The medium in which the scaffolds printed with 90%PCL-10%HA pellets that did not undergo the sterilisation process described in Sect. 2.3.2 where immersed, showed turbidity already after one and a half day of culture highlighting a growth of microorganisms (Fig. 9a). After 14 days, three out of six non-sterile scaffolds showed turbidity due to aerobic microbial growth. Meanwhile, the medium containing scaffolds printed with 90%PCL-10%HA pellets that underwent to proposed process did not show turbidity throughout the incubation period, so no evidence of aerobic microbial growth was found. The quantitative proofs of microbial growth inhibition through colony counting technique showed the presence of microorganism’s growth for scaffolds printed with non-sterilised pellet (Fig. 9b), confirming the effectiveness of the proposed sterilisation methods.

Fig. 9
figure 9

a) On day 14, the SCDM does not show turbidity for both the control samples and the scaffolds printed with the pellet that underwent the proposed sterilisation process; on the other hand, the medium in which the scaffolds printed without the sterilisation process were immersed, shows both turbidity and the presence of microorganism’s growth (highlighted by the red arrow). b) Quantitative proofs of microbial growth inhibition through colony counting technique showed the presence of microorganism’s growth for scaffolds printed with non-sterilised pellet. c) Different traditional sterilisation techniques we performed before reaching proposed process.
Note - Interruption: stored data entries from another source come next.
Issue #4962, opened 2018-09-21
Cleanup RuboCop todos


MikeMcQuaid:
We have a [`.rubocop_todo.yml`](https://github.com/Homebrew/brew/blob/master/Library/Homebrew/.rubocop_todo.yml) and [some TODOs in our `.rubocop.yml`](https://github.com/Homebrew/brew/blob/master/Library/Homebrew/.rubocop.yml#L36) that it'd be great to clean up.

These would be a good first issue to fix one of each of these TODO at a time in separate pull requests.

javian:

Green indicated successful and orange indicates non successful. None of them were suitable both in terms of integrity of the scaffold structure and cell adhesion with human Adipose Stem Cells (hASC)

In this case, the inactivation of microorganisms is due to the high temperatures, as the process in autoclave modality, while the UV light allows to ensure sterility of the printing area [32].

The assessed protocol for the pellet sterilisation, which consist in heating the material at 120 °C for 30 min before printing is effective, enables us to print the composite in sterile conditions allowing us to obtain a sterile printed product ready to be used for 3D in vitro cell culture without any treatment after printing. Before reaching this process, we performed different sterilisation techniques that are generally used in literature [24] but none of them were suitable both in terms of integrity of the scaffold structure and cell adhesion with human Adipose Stem Cells (Fig. 9c).

As a future development of the present work, we propose to analyse whether the temperature and duration of the treatment can affect sterilisation.

Conclusion

We 3D printed a 90%PCL-10%HA sterile composite using a pneumatic extrusion-based bioprinter and we set up a framework able to assess the printing performance and the sterility degree of the 3D printed scaffolds. The use of the 3D printer according to the proposed protocol allows us to obtain sterile finished scaffolds ready to be seeded with cells and used for TE applications. Furthermore, the methodology used to sterilise PCL-HA pellets does not affect thermal properties. The proposed methodology has the advantage to be simple to be applied without the need of specific instrumentation beside the 3D printer and a UV source, if not already available inside the bioprinter and it can be easily extended to other thermo-plastic materials employed in TE field.